Tuesday, 3 June 2014

Theatre review: Pornography

Although technically amateur performances, I try to review drama school productions impartially as the people involved hope to be working professionally in the near future.

Simon Stephens' Pornography is a story of London, and a particularly dark underbelly of it at that. In stories that for the most part don't directly intersect, people who seem likeable and ordinary at first reveal twisted, often shocking sides. A brother and sister (Abubakar Salim and Bryony Corrigan) meet up again after a long time; the reason they stayed apart so long may be connected to their incestuous feelings for each other, and their reunion sees them give in to them. An 83-year-old woman (Rhiannon Neads) reveals an obsession with porn, while a lecturer (Nemanja Oskorus) misinterprets the attentions of a former student (Gemma May) with uncomfortable results, and a hassled working mother (Sasha Wilson) starts to imagine taking revenge on the company that's overworking her. Schoolboy Jason (James Fletcher) seems to be our guide through all this, but he may actually have the most disturbed mind of all.

Stephens tells these stories over an eventful week for the capital in 2005, framed by the Live8 concert and the 7/7 bombings, while in between it was announced that London had won the bid for the 2012 Olympics. He's a writer who likes directors to have a strong influence on how his writing transfers to the stage, and if I recall correctly Pornography doesn't have a set running order, and it's down to the director to choose how the scenes are split up. Selina Cartmell chooses to tell the story in chronological order, starting on the Saturday with the cynicism of the characters talking about Live8 and its aims, and leading up to a picture of London united, walking home on the Thursday after the attacks.

This means the whole of Luke Rampersad's monologue as one of the bombers is saved for the end, which is a risky choice, but Rampersad pulls it off, and having the whole speech in one go brings out the banality of his fatal journey to London. It's one of the ironies of the play that the character planning to blow up strangers is the least obviously consumed by hatred for them.
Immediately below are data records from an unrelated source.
PR #360, opened 2023-04-18
Fix version of 'sqlparse' dependency to 0.4.4

nahuelverdugo:
With the latest `0.4.4` version of `sqlparse`, we started to see this error when doing the _monkey_patch() to the library:

```
env/lib/python3.9/site-packages/sqllineage/runner.py:9: in <module>
    from sqllineage.core.parser.sqlparse.analyzer import SqlParseLineageAnalyzer
env/lib/python3.9/site-packages/sqllineage/core/parser/sqlparse/__init__.py:34: in <module>
    _monkey_patch()
env/lib/python3.9/site-packages/sqllineage/core/parser/sqlparse/__init__.py:31: in _monkey_patch
    _patch_updating_lateral_view_lexeme()
env/lib/python3.9/site-packages/sqllineage/core/parser/sqlparse/__init__.py:21: in _patch_updating_lateral_view_lexeme
    if regex("LATERAL VIEW EXPLODE(col)"):
E   TypeError: 'str' object is not callable
```

### DIFF
--- a/setup.py
+++ b/setup.py
@@ -65,7 +65,7 @@ setup(
     ],
     python_requires=">=3.8",
     install_requires=[
-        "sqlparse>=0.3.1",
+        "sqlparse==0.4.3",
         "networkx>=2.4",
         "sqlfluff>=1.4.5",
     ],
--- a/setup.py
+++ b/setup.py
@@ -65,9 +65,9 @@ setup(
     ],
     python_requires=">=3.8",
     install_requires=[
-        "sqlparse==0.4.4",
+        "sqlparse>=0.4.4",
         "networkx>=2.4",
-        "sqlfluff==2.0.3",
+        "sqlfluff>=2.0.0,<=2.0.3",
     ],
     entry_points={"console_scripts": ["sqllineage = sqllineage.cli:main"]},
     extras_require={
--- a/setup.py
+++ b/setup.py
@@ -65,9 +65,9 @@ setup(
     ],
     python_requires=">=3.8",
     install_requires=[
-        "sqlparse==0.4.3",
+        "sqlparse==0.4.4",
         "networkx>=2.4",
-        "sqlfluff>=1.4.5",
+        "sqlfluff==2.0.3",
     ],
     entry_points={"console_scripts": ["sqllineage = sqllineage.cli:main"]},
     extras_require={
--- a/sqllineage/core/parser/sqlparse/__init__.py
+++ b/sqllineage/core/parser/sqlparse/__init__.py
@@ -18,10 +18,10 @@ def _patch_adding_builtin_type() -> None:
 
 def _patch_updating_lateral_view_lexeme() -> None:
     for i, (regex, lexeme) in enumerate(SQL_REGEX):
-        if regex("LATERAL VIEW EXPLODE(col)"):
+        rgx = re.compile(regex, re.IGNORECASE | re.UNICODE).match
+        if rgx("LATERAL VIEW EXPLODE(col)"):
             new_regex = r"(LATERAL\s+VIEW\s+)(OUTER\s+)?(EXPLODE|INLINE|PARSE_URL_TUPLE|POSEXPLODE|STACK|JSON_TUPLE)\b"
-            new_compile = re.compile(new_regex, re.IGNORECASE | re.UNICODE).match
-            SQL_REGEX[i] = (new_compile, lexeme)
+            SQL_REGEX[i] = (new_regex, lexeme)
             break
 
 
--- a/sqllineage/core/parser/sqlparse/models.py
+++ b/sqllineage/core/parser/sqlparse/models.py
@@ -2,7 +2,6 @@ from typing import List, Optional
 
 from sqlparse import tokens as T
 from sqlparse.engine import grouping
-from sqlparse.keywords import is_keyword
 from sqlparse.sql import (
     Case,
     Comparison,
@@ -15,6 +14,7 @@ from sqlparse.sql import (
     TokenList,
 )
 from sqlparse.utils import imt
+from sqlparse.lexer import Lexer
 
 from sqllineage.core.models import Column, Schema, SubQuery, Table
 from sqllineage.core.parser.sqlparse.utils import get_parameters, is_subquery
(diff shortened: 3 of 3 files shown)


reata:
Looks like sqlparse just released v0.4.4 version and it breaks our monkey patching. 

Do you mind fixing the CI checks? Also if it's not a lot of trouble, can we try upgrade sqlparse to v0.4.4?

nahuelverdugo:
Sure, I will take a look tomorrow.

nahuelverdugo:
Hi @reata, I have solved the issue with sqlparse and fixed it to `v0.4.4`. There is another issue in one test related to `LATERAL VIEWS` in the latest changes in `sqlfluff`. The error comes from [this](https://github.com/sqlfluff/sqlfluff/pull/4731) PR. 

If you check the PR, instead of a list of column alias ([doc](https://spark.apache.org/docs/latest/sql-ref-syntax-qry-select-lateral-view.html)), it returns a list of tables. That is causing the error when analyzing this query where `item1` is considered another source table:

```sql
INSERT OVERWRITE TABLE foo
SELECT sc.id, q.item0, q.item1
FROM bar sc
LATERAL VIEW json_tuple(sc.json, 'key1', 'key2') q AS item0, item1
```

We have to open a PR to revert some of those changes.

setup.py
```diff
@@ -65,9 +65,9 @@ def run(self) -> None:
     ],
     python_requires=">=3.8",
     install_requires=[
-        "sqlparse>=0.3.1",
+        "sqlparse==0.4.4",
         "networkx>=2.4",
-        "sqlfluff>=1.4.5",
+        "sqlfluff==2.0.3",
```
reata, line 70: Let's still use `>=` and not pin them to specific version. These breaking change happens rarely.

sqllineage/core/parser/sqlparse/__init__.py
reata, line 1: Since we're doing monkey patching, how about we write a for loop and wrap each patch function in try/except? I have to admit this kind of breaking change from sqlparse can happen later and we don't want to do an release every time for these kind of fix.

reata (changes requested):
Please addressing the comment inline. And I'll do a v1.4.2 release after merging this PR.

reata:
> Hi @reata, I have solved the issue with sqlparse and fixed it to `v0.4.4`. There is another issue in one test related to `LATERAL VIEWS` in the latest changes in `sqlfluff`. The error comes from [this](https://github.com/sqlfluff/sqlfluff/pull/4731) PR.
> 
> If you check the PR, instead of a list of column alias ([doc](https://spark.apache.org/docs/latest/sql-ref-syntax-qry-select-lateral-view.html)), it returns a list of tables. That is causing the error when analyzing this query where `item1` is considered another source table:
> 
> ```sql
> INSERT OVERWRITE TABLE foo
> SELECT sc.id, q.item0, q.item1
> FROM bar sc
> LATERAL VIEW json_tuple(sc.json, 'key1', 'key2') q AS item0, item1
> ```
> 
> We have to open a PR to revert some of those changes.

So this is why you pin sqlfluff to 2.0.3, correct? If that's the reason we can't use higher sqlfluff version, let's pin it for now then, You can ignore one of my comments inline.

For sqlparse, I'd still prefer use >= 0.4.4 and wrap our monkey patching in try/except.

setup.py
reata: If that `LATERAL VIEW` thing is breaking with sqlfluff>2.0.3, I'm OK pin it to 2.0.3 for now.

nahuelverdugo: Exactly, that is an issue with `sqlfluff>2.0.3`, so we can leave as it is for now.

nahuelverdugo:
> So this is why you pin sqlfluff to 2.0.3, correct? If that's the reason we can't use higher sqlfluff version, let's pin it for now then, You can ignore one of my comments inline.
> 
> For sqlparse, I'd still prefer use >= 0.4.4 and wrap our monkey patching in try/except.

Ok, I will wrap it in a try/except. 

For the `sqlfluff` issue, I will try to open a PR for fixing it this week.

sqllineage/core/parser/sqlparse/__init__.py
nahuelverdugo: @reata, I was thinking about this. I have doubts if adding a try/except when doing the monkey patching will prevent any change that is done in `sqlparse` does not implies an error in `sqllineage`. For example, the `is_keyword` function was moved this time, so the dependencies issues would remain even if we change how we do the monkey patching. 

For me, depending on a specific version of `sqlparse` and `sqlfluff` helps to ensure the results of `sqllineage` will be the same despite the changes done in those libraries. In addition, they can be updated more safely when a new version of `sqllineage` is released. 

What do you think?

reata: I think there're many different cases here:

1) For monkey patching, it is us who's not honoring public interface. When upstream changes and breaks our code, we deserve it. To avoid this, I want to surround this with try/except. 

2) For upstream changing public interface, by intention (with a new major version released) or not (with minor version that 's not supposed to change public API), we react when necessary. This happens rarely and we need to act quick to pin it to last workable version in short term. Do a release so user not impacted. And in the long term switch to >= last workable version.

3) For upstream introducing a bug, it's pretty much same as case 2, only difference it's we rely on upstream team to fix the bug before we switch to >= new bug-free version.

sqlparse regex change is case 1, sqlparse is_keyword call change is case 2, and sqlfluff lateral view issue is case 3.

Generally speaking, we don't want to pin dependency to a specific version. With our case, once we solve the sqlparse ==v0.4.4 issue, we should allow people to use future v0.4.5 once that's released without doing a release ourselves. I can't think of a good example with sqlparse for the moment. Let me give a example with sqlfluff. Say we pin it to 2.0.3, and later sqlfluff releases v2.1.0, introducing a new dialect, say impala, we should allow user to benefit from that without us doing a new release. Hope this clarifies.

reata (changes requested):

reata:
Sorry, I was too busy this week to give feedback. Let me edit the code and do a release ASAP.

sqllineage/core/parser/sqlparse/__init__.py
reata: Sorry for misleading you for the try/except part. Previously I thought the exception has happening during we do patching, turns out it is not thrown until sqlparse parsing the SQL. Then try/except around patching function doesn't make any sense.

reata:
Closes #361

It's interesting to see this play again after the 2012 Olympics have been and gone, because a cynical belief that the city could never come together enough to make them a success is a recurring theme, which with hindsight makes the play seem even more misanthropic than it already does.
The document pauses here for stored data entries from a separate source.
Issue #244, opened 2022-04-06
No Column Lineage Parsed for DML with SELECT query in parenthesis


reata:
SQL:
```sql
INSERT OVERWRITE TABLE tab1
(SELECT col1 FROM tab2)
```

Column lineage is not correctly parsed while table lineage is fine.
```bash
$ sqllineage -f foo.sql -l table 
Statements(#): 1
Source Tables:
    <default>.tab2
Target Tables:
    <default>.tab1

$ sqllineage -f foo.sql -l column
```

The expected column lineage would be
```
<default>.tab1.col1 <- <default>.tab2.col1
```

reata:
Closed by #371

PR #371, opened 2023-05-19
Improve column level lineage for insert & create queries (sqlfluff)

### LINKED ISSUE #212: Specify Column Names in Insert Statement
Hi ~  
"insert into aaa(de00001) select name from a;"      for this sql string expect to be <default>.aaa.de00001<- <default>.a.name
but it turns out to be   <default>.aaa.name <- <default>.a.name, is this something wrong ?

ulixius9:
### Problem statement

In case or paring the queries like 
`create view new_view (c1,c2) as (select col1,col2 from table)`  the table lineage is generated as follows 
```
source tables: [Table: <default>.table]
target tables: [Table: <default>.new_view]
column lineage: []
```
the lineage is accurate but the column level lineage is not generated.

and I just remove the brackets from the sub query `create view new_view (c1,c2) as select col1,col2 from table`, following is the generated result
```
source tables: [Table: <default>.table]
target tables: [Table: <default>.new_view]
column lineage: [(Column: <default>.table.col1, Column: <default>.new_view.col1), (Column: <default>.table.col2, Column: <default>.new_view.col2)]
```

Cartmell's production really stamps its own identity onto the play, with a lot of help from Fi Russell's traverse set which allows for the show to start and end with an impressive coup-de-théâtre. The limitations of colour-blind casting are a bit apparent in the incest storyline - there's just not the flesh-creeping factor if the couple don't look like they could be related, and in fact judging by a very abrupt change in audience reaction, I suspect many of them had forgotten they were brother and sister until reminded of it midway through the sex scene.

But unlike some past experiences with drama school shows, there's no-one here I wouldn't be happy to see crop up in professional productions in future - if it weren't for some of the actors being too young for their roles, this would be indistinguishable from a professional production. James Fletcher is particularly good, the treatment of Jason much more effective, I thought, than even the original professional production at the Tricycle, which saw him as hissingly creepy and bursting with rage from the outset. Fletcher, by contrast, absolutely sucks in the audience with cheeky-chappy charm, which makes his casual revelations of racism and extreme violence all the more shocking. I suspect he'll get plenty of work, although given his height and boyishness, he should probably get used to the idea that he'll be wearing school uniform well into his thirties. Neads and Oskorus are perhaps a bit too likeable as the older characters - I think there may have been some text cuts to the old lady's hate-filled side as well, with means the closest thing to a redemption arc in the play falls flat. But there's not really any weak links here.

Pornography by Simon Stephens is booking in repertory until the 5th of June at the LAMDA Linbury Studio.

Running time: 2 hours straight through.